In practice, escrow is more limited than the marketing suggests. The four specific limits I see in production:
Limit 1: Escrow does not include the operational knowledge to run the platform. Source code without the platform engineering team that built it is rarely operable. The carrier gets the code but not the ability to use it without major investment.
Limit 2: Escrow triggers are narrowly defined. Most escrow agreements trigger only on vendor bankruptcy or contract termination by the vendor. Vendor acquisition by a competitor, vendor pivot to a different product, or vendor de-prioritization of your specific platform usually does not trigger escrow.
Limit 3: Escrow does not include integration with vendor SaaS services. If the platform depends on the vendor’s cloud services, AI services, or hosted components, the source code in escrow does not include those dependencies. The carrier gets the application code but cannot operate it without the vendor’s services.
Limit 4: Escrow update frequency is usually inadequate. Many escrow agreements require updates every 6 months or annually. Modern continuous deployment platforms change daily. The escrowed code is usually significantly behind the production version.
What to ask about escrow
Is source code escrow included in the standard contract or available as an option? It should be standard. Vendors who push back on escrow as standard are signaling something about their confidence in the relationship.
What are the specific trigger events for escrow release? Beyond bankruptcy, the contract should specify vendor product end-of-life, vendor failure to maintain SLAs for a defined period, and vendor acquisition that affects service continuity.
What additional materials are deposited beyond source code? Documentation, build instructions, dependency manifests, infrastructure-as-code definitions, deployment runbooks - all materially affect whether the escrowed code is actually operable.
Trait 7 (Data portability) and Trait 8 (Exit strategy contract clauses)
Trait 7: Data portability - the actual exit feasibility test
Data portability is the single most important practical test of partnership exit feasibility. The contract may include escrow agreements and IP ownership clauses, but if the carrier cannot extract its operational data in a usable format, the exit is theoretical. The portability test should be performed at vendor evaluation time, not at exit time.
The specific data portability test I recommend mid-tier carriers run during vendor evaluation:
Step 1: Define the data extraction scope. Policy data, claims data, customer data, transaction history, configuration definitions, document repository. The full operational data set the carrier would need to migrate to a different platform.
Step 2: Ask the vendor to demonstrate the extraction process. Not promise the extraction process - demonstrate it on a non-production dataset. The vendor should be able to produce a sample export in the documented format within 30 days.
Step 3: Verify the format is industry-standard. ACORD AL3, ACORD XML, ACORD digital standards for P&C carriers. Vendors who export to “vendor-specific format with documentation” are functionally locking the carrier in even though the marketing claims data portability.
Step 4: Test the import on a different platform.
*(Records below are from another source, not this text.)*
PR #2020, opened 2026-04-07
[table-driven-branch] Implement JSON for `FieldMask`.

allevato:
I haven't brought over the full `FieldMask` tests because the vast majority of them depend on visitor/decoder infrastructure that's going to be deleted. When I do that deletion, this branch will be in a transitional state where those APIs are no longer supported. The plan will be to have them use the future reflection API instead, since that will be the only way to generically operate on a message.

### DIFF
--- a/Sources/SwiftProtobuf/_MessageStorage+JSONDecoding.swift
+++ b/Sources/SwiftProtobuf/_MessageStorage+JSONDecoding.swift
@@ -607,9 +607,10 @@ extension _MessageStorage {
     ///
     /// - Precondition: The receiver must be the storage for `google.protobuf.FieldMask`.
     private func parseAsFieldMask(from reader: inout JSONReader) throws {
+        let pathsField = schema[fieldNumber: 1]!
         let fieldMaskString = try reader.scanner.nextQuotedString()
         try parseFieldMask(fieldMaskString) { name in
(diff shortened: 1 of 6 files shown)


Sources/SwiftProtobuf/_MessageStorage+JSONDecoding.swift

If possible, take the sample export and import it into a second platform (a sandbox of another vendor, a test environment of a competitor) to verify the data actually migrates cleanly.
Carriers who run this test during evaluation discover the vendors who have actually engineered for portability and the vendors who have only marketed it. The difference is usually obvious in the first 30 days of testing.
Trait 8: Exit strategy contract clauses - the seven that matter
The exit strategy is not a single contract clause; it is a set of seven clauses that together determine what happens when the partnership ends. Mid-tier carriers should ensure all seven are in the contract before signing.
Clause 1: Termination triggers. Carrier-side termination should be permitted for cause (vendor breach of SLA, vendor failure to deliver) and for convenience (with appropriate notice period and exit fees). Vendors who only allow vendor-side termination are creating asymmetric exit risk.
Clause 2: Notice period. Standard is 90-180 days for convenience termination. Shorter periods favor the vendor (less transition time); longer periods favor the carrier.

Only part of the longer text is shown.